Hakekat Idul Fitri

idul fitri, Pondok Pesantren Wisata An-Nur II Al-Murtadlo

Idul Fitri dapat dimaknai melalui dua pendekatan. Pertama, dengan meng-gunakan pendekatan etimologis. Berdasarkan arti katanya, Idul Fitri berarti kembali berbuka (futur), dan kepada fitrah (kesucian). Makna pertama, dikaitkan dengan puasa. Selama bulan Ramadhan kaum muslimin diwajibkan untuk mengubah pola hidup, dan berbeda deari bulan-bulan sebelumnya, yakni untuk tidak mengkonsumsi makanan dan minuman di siang hari (termasuk hubungan seksual suami istri). Saat satu Syawal (Idul Fitri), larangan itu dicabut, dan dikembalikan (‘ied) kepada kebiasaan semula, boleh berbuka (futur). Sedangkan makna yang kedua, kembali (‘ied) kepada fitrah (fitri).

Ramadhan melatih kaum muslimin untuk mengendalikan hawa nafsunya, baik yang berkaitan dengan dorongan jas-maniah, maupun yang bersifat rohaniah. Kebiasaan untuk memperturutkan dorong-an jasmaniah (makan, minum, dan seksual), diminimalisasi melalui latihan “pemotongan” alokasi waktu operasional nya.

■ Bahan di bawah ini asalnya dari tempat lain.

PR #1971, opened 2022-11-06
implement isInteger() on Type

staabm:


staabm:
Memo to me: adjust per loose comparison rules

ondrejmirtes:
> Memo to me: adjust per loose comparison rules

No. Only an integer is an integer.

ondrejmirtes:
It's up to `Type::looseCompare()` to tell that `int == string` might be true by asking `$otherType->isInteger()->or($otherType->isString())` in `IntegerType::looseCompare()`.

ondrejmirtes:
Thank you.

herndlm:
👍 I wanted to do the same later today :)

staabm:
We also need it for bool and float :-)

staabm:
I am working on bool now

herndlm:
Go ahead, I won't be working on something today any more.

staabm:
working on isFloat now

PR #1973, opened 2022-11-06
implement isBoolean() on Type

staabm:


ondrejmirtes:
Would be great to do isTrue and isFalse at the same time to get rid of instanceof ConstantBooleanType. Thanks!

ondrejmirtes:
I love it, thank you!

PR #4945, opened 2026-02-15
Differentiate signaturePrototype and inheritancePrototype

VincentLanglet:
Closes https://github.com/phpstan/phpstan/issues/11067

Closes https://github.com/phpstan/phpstan/issues/12830

Closes https://github.com/phpstan/phpstan/issues/12272

### DIFF
--- a/src/Rules/Methods/MethodPrototypeFinder.php
+++ b/src/Rules/Methods/MethodPrototypeFinder.php
@@ -29,6 +29,7 @@ final class MethodPrototypeFinder
 	 * Returns two prototypes with different purposes:
 	 * - Signature prototype: Used for validating method signature (parameters, return type, ...).
 	 * - Inheritance prototype: Used for validating inheritance rules (final keyword, override attribute, ...).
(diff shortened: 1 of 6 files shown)


src/Rules/Methods/MethodPrototypeFinder.php
```diff
@@ -25,14 +25,19 @@ public function __construct(
 	}
 
 	/**
-	 * @return array{ExtendedMethodReflection, ClassReflection, bool}|null
+	 * Finds the prototype method that a class method should be validated against.
```
staabm, line 28: since we started describing the return type, I think it would be usefull to also describe what the bool means

staabm (commented):
I can't really judge the fix, but fixing 3 bugs at once seems to prove it looks good :)

src/Rules/Methods/MethodPrototypeFinder.php
VincentLanglet: I added one line about it

staabm (approved):

ondrejmirtes:
Thank you!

Siang-malam dan pagi-sore harus “dipangkas” jadi malam saja. Kaum muslimin dilatih “begadang.” Lalu ke-biasaan untuk memperturutkan dorongan rohaniah (pemarah, dengki, sombong dan dkk-nya), juga dikecilkan “volumenya”.

Upaya dan latihan Ramadhan ini diharapkan akan memberi pengaruh kepada kaum muslimin, dalam mengubah pola hidup yang cenderung menjadikan “semau gue” sebagai way of life . Melalui latihan ini, “kekuasaan” hidup diharapkan dapat “dijinakkan”, dan dikembalikan ke “habitat” aslinya, yakni sebagai makhluk yang fitri. Dengan demikian, ibadah Ramadhan merupakan proses pensucian. Kaum muslimin dilatih untuk menemukan kembali pola hidup yang didasarkan pada nilai-nilai kesucian dengan berintikan nilai-nilai Ilahiyat. Allah SWT sebagai Tuhan yang Maha Suci, hanya mungkin dihampiri oleh manusia yang memiliki nilai-nilai kesucian. Pada pendekatan ini, maka Idul Fitri dimaknakan sebagai kembali kepada kesucian.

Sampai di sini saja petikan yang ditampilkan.